The book has a series of these irrelevant comparisons. “If cognitive talents rise correspondingly with the proliferation of screens and the sophistication of shows and games, why hasn’t a generation of historically informed, civically active, verbally able, and mathematically talented young adults come forth and proven the cultural pessimists and aged curmudgeons wrong?” (92). This is a typical move in the argument. Some foolish group claims that such and such technology is making everyone smarter. Obviously it isn’t. Thus the kids are somehow dumber. But this isn’t a problem with the kids or even the technology, but with the hype. The criticism shouldn’t be directed against kids and adults who do the same unintellectual things they always have–only now with shinier gadgets–but instead against anyone stupid enough to believe that a child is going to learn better or know more because their information comes from a computer rather than a book. Criticizing techno-hype isn’t as much fun, apparently, as claiming that we’ve just raised the “dumbest generation.” I don’t get the impression that Bauerlein believes the hype, though. It’s just a way to score points. However, just saying the kids aren’t as smart as some people claimed they would be doesn’t make them dumb, or even dumbest.
He asks his students to sit down with their friends at dinner and and as an experiment use some big words to see what happens. They balk at this, thinking their friends will avoid them, or more likely think them pretentious jerks. This “demonstrates that the social settings of adolescence actually conspire against verbal maturity” (155).
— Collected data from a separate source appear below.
PR #881, opened 2025-10-08
DEVICE/API: Update NIXL device API return status

michal-shalev:
## What?
Following https://github.com/openucx/ucx/pull/10928
Update NIXL device API documentation to reflect that post operations return `NIXL_IN_PROG` (not `NIXL_SUCCESS`). Optimize status conversion by removing dead `UCS_OK` branch from hot path.

## Why?
Post operations now return `UCS_INPROGRESS` from underlying UCX API, which maps to `NIXL_IN_PROG`. The documentation incorrectly listed `NIXL_SUCCESS` as a possible return value. The status converter also had an unnecessary `UCS_OK` check that added a branch to every post operation.

## How?
- Updated docs for all post functions to remove `NIXL_SUCCESS` and clarify completion checking
- Simplified `nixlGpuConvertUcsStatus` to only handle `UCS_INPROGRESS` and errors
- Inlined full status handling in `nixlGpuGetXferStatus` where `UCS_OK` is actually used

### DIFF
--- a/src/api/gpu/ucx/nixl_device.cuh
+++ b/src/api/gpu/ucx/nixl_device.cuh
@@ -63,7 +63,11 @@ struct nixlGpuXferReqParams {
  */
 __device__ inline nixl_status_t
 nixlGpuConvertUcsStatus(ucs_status_t status) {
-    return status == UCS_OK ? NIXL_SUCCESS : NIXL_ERR_BACKEND;
+    if (status == UCS_INPROGRESS) {
+        return NIXL_IN_PROG;
+    }
+    printf("UCX returned error: %d\n", status);
+    return NIXL_ERR_BACKEND;
 }
 
 /**
@@ -76,9 +80,11 @@ nixlGpuConvertUcsStatus(ucs_status_t status) {
  * @param size          [in]  Size in bytes of the memory to be transferred.
  * @param channel_id    [in]  Channel ID to use for the transfer.
  * @param is_no_delay   [in]  Whether to use no-delay mode.
- * @param xfer_status   [out] Status of the transfer. If null, the status is not reported.
+ * @param xfer_status   [out] Status of the transfer. If not null, use @ref
+ *                            nixlGpuGetXferStatus to check for completion.
  *
- * @return nixl_status_t      Error code if call was not successful
+ * @return NIXL_IN_PROG       Operation successfully posted.
+ * @return NIXL_ERR_BACKEND   An error occurred in UCX backend.
  */
 template<nixl_gpu_level_t level = nixl_gpu_level_t::THREAD>
 __device__ nixl_status_t
@@ -107,9 +113,11 @@ nixlGpuPostSingleWriteXferReq(nixlGpuXferReqH req_hndl,
  * @param signal_offset      [in]  Offset of the signal to be sent.
  * @param channel_id         [in]  Channel ID to use for the transfer.
  * @param is_no_delay        [in]  Whether to use no-delay mode.
- * @param xfer_status        [out] Status of the transfer. If null, the status is not reported.
+ * @param xfer_status        [out] Status of the transfer. If not null, use @ref
+ *                                 nixlGpuGetXferStatus to check for completion.
  *
- * @return nixl_status_t    Error code if call was not successful
+ * @return NIXL_IN_PROG            Operation successfully posted.
+ * @return NIXL_ERR_BACKEND        An error occurred in UCX backend.
  */
 template<nixl_gpu_level_t level = nixl_gpu_level_t::THREAD>
 __device__ nixl_status_t
@@ -143,9 +151,11 @@ nixlGpuPostSignalXferReq(nixlGpuXferReqH req_hndl,
  * @param signal_offset      [in]  Offset of the signal to be sent.
  * @param channel_id         [in]  Channel ID to use for the transfer.
  * @param is_no_delay        [in]  Whether to use no-delay mode.
- * @param xfer_status        [out] Status of the transfer. If null, the status is not reported.
+ * @param xfer_status        [out] Status of the transfer. If not null, use @ref
+ *                                 nixlGpuGetXferStatus to check for completion.
  *
- * @return nixl_status_t    Error code if call was not successful
+ * @return NIXL_IN_PROG            Operation successfully posted.
+ * @return NIXL_ERR_BACKEND        An error occurred in UCX backend.
  */
 template<nixl_gpu_level_t level = nixl_gpu_level_t::THREAD>
 __device__ nixl_status_t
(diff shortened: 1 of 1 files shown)


src/api/gpu/ucx/nixl_device.cuh
```diff
@@ -63,7 +63,11 @@ struct nixlGpuXferReqParams {
  */
 __device__ inline nixl_status_t
 nixlGpuConvertUcsStatus(ucs_status_t status) {
-    return status == UCS_OK ? NIXL_SUCCESS : NIXL_ERR_BACKEND;
+    if (status == UCS_INPROGRESS) {
+        return NIXL_IN_PROG;
+    }
+    printf("UCX returned error: %d\n", status);
```
rakhmets, line 69:
```suggestion
```

src/api/gpu/ucx/nixl_device.cuh
```diff
@@ -234,6 +246,7 @@ nixlGpuGetXferStatus(nixlGpuXferStatusH &xfer_status) {
     case UCS_INPROGRESS:
         return NIXL_IN_PROG;
     default:
+        printf("UCX returned error: %d\n", status);
```
rakhmets:
```suggestion
```

src/api/gpu/ucx/nixl_device.cuh
```diff
@@ -63,7 +63,11 @@ struct nixlGpuXferReqParams {
  */
 __device__ inline nixl_status_t
 nixlGpuConvertUcsStatus(ucs_status_t status) {
-    return status == UCS_OK ? NIXL_SUCCESS : NIXL_ERR_BACKEND;
+    if (status == UCS_INPROGRESS) {
```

That comes as a shocking revelation to anyone who has never been an adolescent, but should it for the rest of us? Isn’t there something to be said for discourse communities? Adolescent boys don’t talk like college professors. Neither do grown men sitting around drinking beer and cheering a football game. Neither does anyone else for that matter. Most people don’t have very large vocabularies. That’s just a fact. Most communication takes place with a minimum of words. Unless one wants to be able to articulate sophisticated thoughts or critical insights, or is in love with language, or perhaps just wants to impress other academics, an extensive vocabulary just isn’t required. Blaming teenagers because they don’t sound like educated college professors just seems like another irrelevant comparison. I can feel his pain (I once cringed when someone teaching at Princeton pronounced the “ch” in “inchoate” as the “ch” in “church”), but it doesn’t mean most people have or ever have had large vocabularies.
Finally, I couldn’t finish the book. It’s a quick read. Bauerlein is a fine writer with, I believe, good and serious intentions. There were more statistics and studies quoted, but I just couldn’t get past what seemed a flawed premise: that because teenagers today aren’t as intellectual as college professors, despite their increased access to culture through digital means, they’re somehow dumber than teenagers in the past or most adults today. The book is a great exercise in how to create an imagined crisis and boost sales, but I’m not sure it tells us about any significance between today’s college students and the allegedly smarter generations that have come before.